*Work order:* Copy the lines below exactly. Start at the first and finish with the line containing "It is my opinion".

*Given records:*

★ ★ ★

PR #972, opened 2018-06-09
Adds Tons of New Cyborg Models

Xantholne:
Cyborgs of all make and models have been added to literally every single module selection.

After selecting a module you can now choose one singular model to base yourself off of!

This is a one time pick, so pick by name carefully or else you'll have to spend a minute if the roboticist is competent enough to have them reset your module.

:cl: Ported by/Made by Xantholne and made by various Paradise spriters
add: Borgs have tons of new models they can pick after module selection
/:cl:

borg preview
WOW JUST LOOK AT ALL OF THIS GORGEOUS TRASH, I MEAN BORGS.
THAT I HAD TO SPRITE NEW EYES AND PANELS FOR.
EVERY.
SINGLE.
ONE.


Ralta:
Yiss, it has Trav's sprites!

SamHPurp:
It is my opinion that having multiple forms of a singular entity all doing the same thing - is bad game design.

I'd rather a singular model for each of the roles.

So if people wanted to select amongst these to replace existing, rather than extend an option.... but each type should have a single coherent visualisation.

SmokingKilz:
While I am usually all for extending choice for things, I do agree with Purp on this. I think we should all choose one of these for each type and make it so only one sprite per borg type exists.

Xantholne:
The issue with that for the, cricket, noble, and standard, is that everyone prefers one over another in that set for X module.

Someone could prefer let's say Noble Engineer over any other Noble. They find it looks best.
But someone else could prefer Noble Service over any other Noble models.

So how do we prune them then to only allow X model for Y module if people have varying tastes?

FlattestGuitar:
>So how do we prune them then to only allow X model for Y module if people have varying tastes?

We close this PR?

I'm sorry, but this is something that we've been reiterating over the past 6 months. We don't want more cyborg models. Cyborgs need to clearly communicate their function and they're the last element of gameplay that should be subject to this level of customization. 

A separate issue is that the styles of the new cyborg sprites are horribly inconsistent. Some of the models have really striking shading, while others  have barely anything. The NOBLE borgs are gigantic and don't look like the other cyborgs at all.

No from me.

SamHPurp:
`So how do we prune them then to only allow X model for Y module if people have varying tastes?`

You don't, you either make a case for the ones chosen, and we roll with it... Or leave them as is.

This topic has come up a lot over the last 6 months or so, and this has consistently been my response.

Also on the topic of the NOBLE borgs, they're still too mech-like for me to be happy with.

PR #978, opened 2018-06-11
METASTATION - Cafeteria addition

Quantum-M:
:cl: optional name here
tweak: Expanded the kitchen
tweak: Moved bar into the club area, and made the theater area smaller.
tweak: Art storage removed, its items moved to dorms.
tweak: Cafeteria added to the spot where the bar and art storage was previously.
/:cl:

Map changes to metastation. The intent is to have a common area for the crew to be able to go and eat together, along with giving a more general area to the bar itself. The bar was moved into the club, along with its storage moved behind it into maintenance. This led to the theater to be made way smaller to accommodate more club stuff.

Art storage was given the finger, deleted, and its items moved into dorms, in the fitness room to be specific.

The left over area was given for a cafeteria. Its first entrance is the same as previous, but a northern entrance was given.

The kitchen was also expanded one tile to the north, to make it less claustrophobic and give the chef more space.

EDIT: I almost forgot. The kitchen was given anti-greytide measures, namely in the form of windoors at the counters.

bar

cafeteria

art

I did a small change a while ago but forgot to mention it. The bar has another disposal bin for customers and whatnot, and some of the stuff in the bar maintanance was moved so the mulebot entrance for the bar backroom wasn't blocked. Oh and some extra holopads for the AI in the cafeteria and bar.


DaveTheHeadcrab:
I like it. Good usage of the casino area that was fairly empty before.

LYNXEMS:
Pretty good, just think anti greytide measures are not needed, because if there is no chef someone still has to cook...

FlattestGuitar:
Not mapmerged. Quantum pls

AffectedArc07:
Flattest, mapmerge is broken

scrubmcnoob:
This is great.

★ ★ ★

*Solution to this task:*
PR #972, opened 2018-06-09
Adds Tons of New Cyborg Models

Xantholne:
Cyborgs of all make and models have been added to literally every single module selection.

After selecting a module you can now choose one singular model to base yourself off of!

This is a one time pick, so pick by name carefully or else you'll have to spend a minute if the roboticist is competent enough to have them reset your module.

:cl: Ported by/Made by Xantholne and made by various Paradise spriters
add: Borgs have tons of new models they can pick after module selection
/:cl:

borg preview
WOW JUST LOOK AT ALL OF THIS GORGEOUS TRASH, I MEAN BORGS.
THAT I HAD TO SPRITE NEW EYES AND PANELS FOR.
EVERY.
SINGLE.
ONE.


Ralta:
Yiss, it has Trav's sprites!

SamHPurp:
It is my opinion that having multiple forms of a singular entity all doing the same thing - is bad game design.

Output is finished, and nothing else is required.